Liputan6.com, Jakarta - Presiden Amerika Serikat (AS) Donald Trump menekan India. Donald Trump mempertanyakan peluang tercapainya kesepakatan dengan salah satu mitra dagang terpenting AS beberapa hari menjelang tenggat waktu tarifnya.
Dalam unggahan media sosial pada Rabu, Trump mengkritik keras hambatan perdagangan India dan secara harfiah mengancam akan menghentikan impor minyak India dan bahkan peralatan militer Rusia dengan merujuk langsung pada ketergantungan India yang tak terbatas pada minyak Rusia.

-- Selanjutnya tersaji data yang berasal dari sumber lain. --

PR #572, opened 2019-10-04
Look up sprites by name property, not variable reference

ajpal:
Depends on https://github.com/code-dot-org/code-dot-org/pull/31120
Previously, sprites were variables whose value was the id reference provided from native. This changes the generated code and sprite lab library so that sprites are instead identified and referenced by name property. Right now, this is intended to be basically a no-op functionality change. Mostly, that just means that sprite names must be unique and there is no way to change a sprite's name after its creation. I could see either or both of those changing at some point, but for now maintaining existing behavior seemed reasonable.

Similar to https://github.com/code-dot-org/code-dot-org/pull/30979

### DIFF
--- a/src/api.js
+++ b/src/api.js
@@ -1,7 +1,7 @@
 module.exports = class DanceAPI {
   constructor(nativeAPI) {
     const sprites = [];
-    
+
     const lookupSprite = spriteName =>
       sprites.find(sprite => sprite.name === spriteName);
 
--- a/src/api.js
+++ b/src/api.js
@@ -1,6 +1,17 @@
 module.exports = class DanceAPI {
   constructor(nativeAPI) {
     const sprites = [];
+    
+    const lookupSprite = spriteName =>
+      sprites.find(sprite => sprite.name === spriteName);
+
+    const enforceUniqueName = name => {
+      sprites.forEach(sprite => {
+        if (sprite.name === name) {
+          sprite.name = undefined;
+        }
+      });
+    };
 
     return {
       setBackground: color => {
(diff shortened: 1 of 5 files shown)


src/api.js
```diff
@@ -1,6 +1,17 @@
 module.exports = class DanceAPI {
   constructor(nativeAPI) {
     const sprites = [];
+    
+    const lookupSprite = spriteName =>
+      sprites.find(sprite => sprite.name === spriteName);
+
+    const enforceUniqueName = name => {
+      sprites.forEach(sprite => {
+        if (sprite.name === name) {
```
epeach: Can you confirm my understanding - if I create a sprite 'dog1' and create a second sprite 'dog1', this just 'removes' a way to reference the first sprite (so it gets basically overridden)?

src/p5.dance.js
```diff
@@ -352,6 +352,10 @@ module.exports = class DanceParty {
     }
 
     var sprite = this.p5_.createSprite(location.x, location.y);
+    
+    if (name) {
+      sprite.name = name;
```
epeach: Not sure if it's important, but at this point, a sprite isn't valid without a name since we could never reference it? Is there a way to error handle that case?

src/api.js
ajpal: Yep, that's right. This is primarily to match the current behavior, though I could see at some point wanting to allow multiple sprites having the same name.

src/p5.dance.js
ajpal: There is a use case for anonymous dance sprites, since you can still interact with them by costume group. In that case, name would be `null` (see https://github.com/code-dot-org/dance-party/blob/91c92500b91c239ce2d6a90fcc1a555152156bb0/src/api.js#L41)

Issue #570, opened 2019-10-04
Implement `changePropByEach` for changing a property on a group of sprites


joshlory:
The delta should be applied to each sprite individually. So if starting size is [20, 20, 100], a change by 10 would result in [30, 30, 110].

joshlory:
+cc @mikeharv

mikeharv:
[block definition](https://levelbuilder-studio.code.org/pools/Dancelab/blocks/Dancelab_changePropEachBy/edit)

note name: "changePropEachBy"
Hope that isn't confusing!

PR #573, opened 2019-10-18
Add ChangePropEachBy to api and test

epeach:
Per this spec: https://docs.google.com/document/d/1MJzshSBGHx4azMgyJSfmuYll77T8HHodQFMsY_4Pp3w/edit#heading=h.nxq7k4gyikj
This issue: https://github.com/code-dot-org/dance-party/issues/570

With test

### DIFF
--- a/src/p5.dance.js
+++ b/src/p5.dance.js
@@ -871,6 +871,13 @@ module.exports = class DanceParty {
     this.setPropEach(group, "dance_speed", val);
   }
 
+  changePropEachBy(group, property, val) {
+    group = this.getGroupByName_(group);
+    group.forEach(function (sprite){
+      this.changePropBy(sprite, property, val);
+    }, this);
+  }
+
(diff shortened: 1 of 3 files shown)


src/p5.dance.js
```diff
@@ -875,6 +875,13 @@ module.exports = class DanceParty {
     this.setPropEach(group, "dance_speed", val);
   }
 
+  changePropEachBy(group, property, val) {
```
ajpal: Instead of adding a new function to handle the group case, can we just make the `changePropBy` function able to handle either individual sprites or groups? And same for all the other functions that currently have two versions.

epeach: Talked offline. Going to track and follow-up in separate PR: https://codedotorg.atlassian.net/browse/STAR-770

epeach:
@ajpal PTAL - thanks!

Issue #183, opened 2018-11-07
Request: `randomize (all ducks) size`


mikeharv:
This is not a bug so mark it low priority. Beginning in level 11, students get a block to randomize a sprite's property. This is great for `when up pressed` or `every 2 measures`. It feels like it's missing from the set of group commands. I also wonder if we want to be able to `set all ducks tint to blue`.

boatmarina:
good idea.  Pushing this to Post-HOC milestone as a great enhancement idea

joshlory:
One possible conflict: Hadi wants the `"all" do "(random)" dance` to make all of the actors do the _same_ random dance.  This might be at odds conceptually with setting each dancer to a _different_ random location.

mikeharv:
@joshlory Could the `randomize "all" (property)` block work the same as Hadi's suggestion (set all to the same random size/rotation/tint) but we just leave off location? Users can already randomize all locations using the layout blocks.

mikeharv:
[block definition](https://levelbuilder-studio.code.org/pools/Dancelab/blocks/Dancelab_setPropRandomEach/edit)

PR #575, opened 2019-10-18
Add setPropRandomEach to Dance API

epeach:
Per this spec: https://docs.google.com/document/d/1MJzshSBGHx4azMgyJSfmuYll77T8HHodQFMsY_4Pp3w/edit#heading=h.nxq7k4gyikj
This issue: https://github.com/code-dot-org/dance-party/issues/183
With test

### DIFF
--- a/test/unit/groupTest.js
+++ b/test/unit/groupTest.js
@@ -292,3 +292,33 @@ test('LayoutSprites resets rotation', async t => {
 
   nativeAPI.reset();
 });
+
+test('randomizing property of a group sets to individually random properties', async t => {
+  const nativeAPI = await helpers.createDanceAPI();
+  nativeAPI.play({
+    bpm: 120,
+  });
+  nativeAPI.setAnimationSpriteSheet("CAT", 0, {}, () => {});
+  nativeAPI.makeNewDanceSpriteGroup(5, 'CAT', 'circle');
+
+  nativeAPI.layoutSprites('CAT', 'grid');
+  let cats = nativeAPI.getGroupByName_('CAT');
+  for (let i = 0; i < cats.length; i++) {
+    nativeAPI.setProp(cats[i].name, 'scale', 20);
+  }
+
+  nativeAPI.setPropRandomEach(cats, 'scale');
+
+  let catScales = [];
+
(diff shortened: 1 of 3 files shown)


test/unit/groupTest.js
```diff
@@ -292,3 +292,33 @@ test('LayoutSprites resets rotation', async t => {
...
+
+test('randomizing property of a group sets to individually random properties', async t => {
+  const nativeAPI = await helpers.createDanceAPI();
+  nativeAPI.play({
+    bpm: 120,
+  });
+  nativeAPI.setAnimationSpriteSheet("CAT", 0, {}, () => {});
+  nativeAPI.makeNewDanceSpriteGroup(5, 'CAT', 'circle');
+
+  nativeAPI.layoutSprites('CAT', 'grid');
```
ajpal: Is this necessary?

test/unit/groupTest.js
```diff
@@ -292,3 +292,33 @@ test('LayoutSprites resets rotation', async t => {
 
   nativeAPI.reset();
 });
+
+test('randomizing property of a group sets to individually random properties', async t => {
```
epeach: @ajpal 's calculations on the flakiness of this test: `setPropRandom('scale') chooses a random value between 0 and 100. So the likelihood of choosing the same value for all 5 sprites is (1/100)^4 = expected 1 failure every 100 million runs.`

test/unit/groupTest.js
```diff
@@ -301,22 +325,22 @@ test('randomizing property of a group sets to individually random properties', a
...
   for (let i = 0; i < cats.length; i++) {
     nativeAPI.setProp(cats[i].name, 'scale', 20);
   }
 
   nativeAPI.setPropRandomEach(cats, 'scale');
 
-  let catScales = [];
+  // Create a list of cat scales and fail if at least one is not unique
+  // This test will fail when all five scales are randomly changed to
+  // the same value and should be re-run in those flakey cases.
```
ajpal: Can you add to this comment a note that we expect failures to be extremely rare? That way if for some reason we start seeing this test be more flaky than expected we can investigate.

PR #578, opened 2019-10-23
Adding two new background effects: ripples and ripples_random

daynew:
# Description
A new background effect for dance-party. Makes ripples (a growing circle) on every "Peak" in the song. The ripples either start from the center or a random location depending on if "ripples" or "ripples_random" are selected.

# Testing
* `npm run test`
* `npm run dev` 

# Open Questions
* Is it okay that the effect uses timestamps to measure how much time has passed?
* Is this effect interesting enough to include? Is it too noisy?

# Preview
ripples
ripples_random


src/constants.js
```diff
@@ -41,6 +41,8 @@ module.exports = {
     'lasers',
     'splatter',
     'rainbow',
+    'ripples',
```
epeach: Let's leave the ripples out of this constant until we are ready to release it to the public (and we've tested it for seizure concerns).

src/Effects.js
```diff
@@ -277,6 +277,90 @@ module.exports = class Effects {
...
+          this.ripples = this.ripples.filter(function (ripple){
+            return ripple.width < maxRippleWidth;
+          });
+          p5.pop();
+          // keep track of the draw times so we can calculate how much time has passed.
+          this.lastDrawTime = currentTime;
+        },
+
+        // creates a object representing the size and position of a ripple given an initial width
+        createRandomRipple: function (width) {
```
epeach: It looks like this can be used to create a random or non-random ripple. Can we rename it to reflect that?

src/Effects.js
```diff
@@ -277,6 +277,90 @@ module.exports = class Effects {
...
+          // calculate how much the ripples have grown and draw them.
+          let rippleWidthGrowth = this.getRippleGrowth(currentTime, bpm);
+          for (let i=0; i < this.ripples.length; i++) {
+            let ripple = this.ripples[i];
+            ripple.width += rippleWidthGrowth;
+            p5.fill(ripple.color);
+            p5.ellipse(ripple.x, ripple.y, ripple.width);
+          }
+          // remove ripples which are too big
+          this.ripples = this.ripples.filter(function (ripple){
```
epeach: For the ripples that start at the center - we can use a much smaller (like 575) maxWidth (based on the p5.width we use of 400 - we could even calculate a maxWidth based on the p5.width to make this extendable in the future). With the smaller maxWidth we can optimize and not have to draw as many ripples that have extended beyond the screen.

epeach:
Thinking more on this - I wonder if we can use p5.frameCount to replace the timestamp processs?

jmkulwik:
We should make sure we check this for epilepsy risk.

daynew:
> We should make sure we check this for epilepsy risk.

Erin will hopefully have a chance to check them this weekend.

epeach:
Yup! The tool we use requires Windows, so I'll be checking for that this weekend.

Issue #432, opened 2024-04-30
ProjectDependency are missing from the components section of the BOM


loicrouchon:
Hello,

In https://github.com/CycloneDX/cyclonedx-gradle-plugin/pull/368, I proposed a fix for https://github.com/CycloneDX/cyclonedx-gradle-plugin/issues/321 which was merged and released.

The fix was a generalization of the sub-projects handling to all projects part of the same Gradle build (i.e. dependencies of type `ProjectDependency`).

This is done by adding such coordinates for those `ProjectDependency` to the `builtDependencies` local variable in `org.cyclonedx.gradle.CycloneDxTask#createBom`. This avoids trying to fetch the BOM for those dependencies remotely as they are local ones.

However, I realized a side effect of doing this was resulting in local project dependencies not being part of the `"components"` section of the BOM and I don't think this is the intended behavior as it means those would still be expressed in the `"dependencies"` section, but without a way to check the licenses nor the hashes of such dependencies in the `"components"` section.

Could you confirm if this is intended behavior? If not I can try to contribute a fix.

ericparton:
I've noticed this behavior and as a user, I feel that it's a bug. The fact that these dependencies don't appear in the components section causes odd behavior in third party tools that consume the boms

HoustonPutman:
Yes, I've seen this too and also think it's a bug.

loicrouchon:
Just a heads-up that I finally have some time to invest into fixing this issue. I made good progress today and I now need to write extensive tests for the prototype. I'll open a PR (hopefully next week) when done with the tests.

PR #474, opened 2024-07-29
Include local project dependencies as components #432

loicrouchon:
This PR attempts to solve #432

This is done by:

* Simplifying how all projects are added to the `builtDependencies`. Fix #368 which only added direct local project dependencies, but forgot to add transitive ones to local project.
* Not generating the `generateProjectComponent` at the top, but putting it at the end, in a second loop. This allows to compute extra information for the components (for example hashes) if it is part of the dependency graph.
* Ensure dependencies part of `builtDependencies` are added to the `components` field of the BOM, but without triggering any maven lookup for metadata.


skhokhlov (approved):
LGTM. Thank you @loicrouchon

Issue #416, opened 2024-04-08
Should default config include test scope? 


blommish:
When generating bom with default config, the test scope is included. 
https://github.com/CycloneDX/cyclonedx-gradle-plugin/compare/master...blommish:cyclonedx-gradle-plugin:default-config-including-test-scope?expand=1

In the maven-plugin, the test scope is not included by default
https://github.com/CycloneDX/cyclonedx-maven-plugin?tab=readme-ov-file#default-values

glefloch:
I will remove it to match the maven plugin behaviour

blommish:
Any updates on this?

VinodAnandan:
@skhokhlov  labeled it as a "good first issue". I think it means that anyone is welcome to contribute to the PR.

PR #505, opened 2024-09-06
Default config should not include test classpath

blommish:
Connected to 
* https://github.com/CycloneDX/cyclonedx-gradle-plugin/issues/416

https://github.com/CycloneDX/cyclonedx-maven-plugin does not include the test scope as default config. 

### What has been done
* To allow setting the list to emptylist, it makes most sense to let `set` methods overwrite previous values and not use `addAll`
* Adding `"runtimeClasspath", "compileClasspath", "annotationProcessor"` as default configs. 
  * These will also include compileOnly, runtimeOnly

### For discussion:
Would the classpaths I've added be enough? Or should others also be added? Buildscript, plugin and sourceSet.
I'm not totally sure just having the 3 I've added is enough. 
Or would it be better to just add the test-paths to ignore? 

I'll wait to update the readme until I know if this could be used or not.


VinodAnandan:
Hi @blommish  Thank you for your PR. Could you please address the DCO failure?
https://github.com/CycloneDX/cyclonedx-gradle-plugin/pull/505/checks?check_run_id=29790906669

src/main/java/org/cyclonedx/gradle/CycloneDxTask.java
```diff
@@ -135,6 +134,7 @@ public CycloneDxTask() {
         componentVersion.convention(getProject().getVersion().toString());
 
         includeConfigs = getProject().getObjects().listProperty(String.class);
+        includeConfigs.addAll("runtimeClasspath", "compileClasspath", "annotationProcessor");
```
skhokhlov, line 137: I think it should all configurations, but test ones. Otherwise it skips not only tests.

skhokhlov (changes requested):
Hi @blommish Thank you for your PR. There is problem here that this is quite a breaking change of the plugin behaviour. So I believe the best option would be to wait until the next major version release.

src/main/java/org/cyclonedx/gradle/CycloneDxTask.java
blommish: Not sure I understand what you mean. 

I agree that it is an breaking change.
The issue was that the plugin contains configs that are not included in the maven plugin. https://github.com/CycloneDX/cyclonedx-gradle-plugin/issues/416#issuecomment-2071903464

skhokhlov: The problem is that you cannot fully match maven plugin behavior just because it's a different build system. Using Gradle, you can custom configurations and use them during runtime. Using proposed changed to the default config, plugin will skip it which is incorrect.

blommish: I will close this, since nothing will happen will happen with this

Demikian mengutip dari CNN, Kamis (31/7/2025).
Ia telah meningkatkan ancamannya untuk menerapkan kembali tarif 25 persen pada semua impor India dan juga “denda” tambahan sebagai tanggapan atas impor energi India.
Pada laman Truth Social, Trump menulis "Ingat, meskipun India adalah teman kita, selama bertahun-tahun kita hanya berbisnis sedikit dengan mereka karena Tarif mereka terlalu tinggi, termasuk yang tertinggi di dunia, dan mereka memiliki Hambatan Perdagangan non-moneter yang paling berat dan menjengkelkan dibandingkan negara mana pun."
"Selain itu, mereka selalu membeli sebagian besar peralatan militer mereka dari Rusia, dan merupakan pembeli ENERGI terbesar Rusia, bersama dengan Tiongkok, di saat semua orang ingin Rusia MENGHENTIKAN PEMBUNUHAN DI UKRAINA — SEMUA HAL TIDAK BAIK!" ia menambahkan.
Pertanda kehilangan kesabaran dalam diri Trump , ia kembali menuliskan dengan intonasi yang keras pada Kamis dini hari, dengan mengatakan, "Saya tidak peduli apa yang dilakukan India terhadap Rusia," sambil menekankan kembali mengenai tarif yang terlalu tinggi dari New Delhi.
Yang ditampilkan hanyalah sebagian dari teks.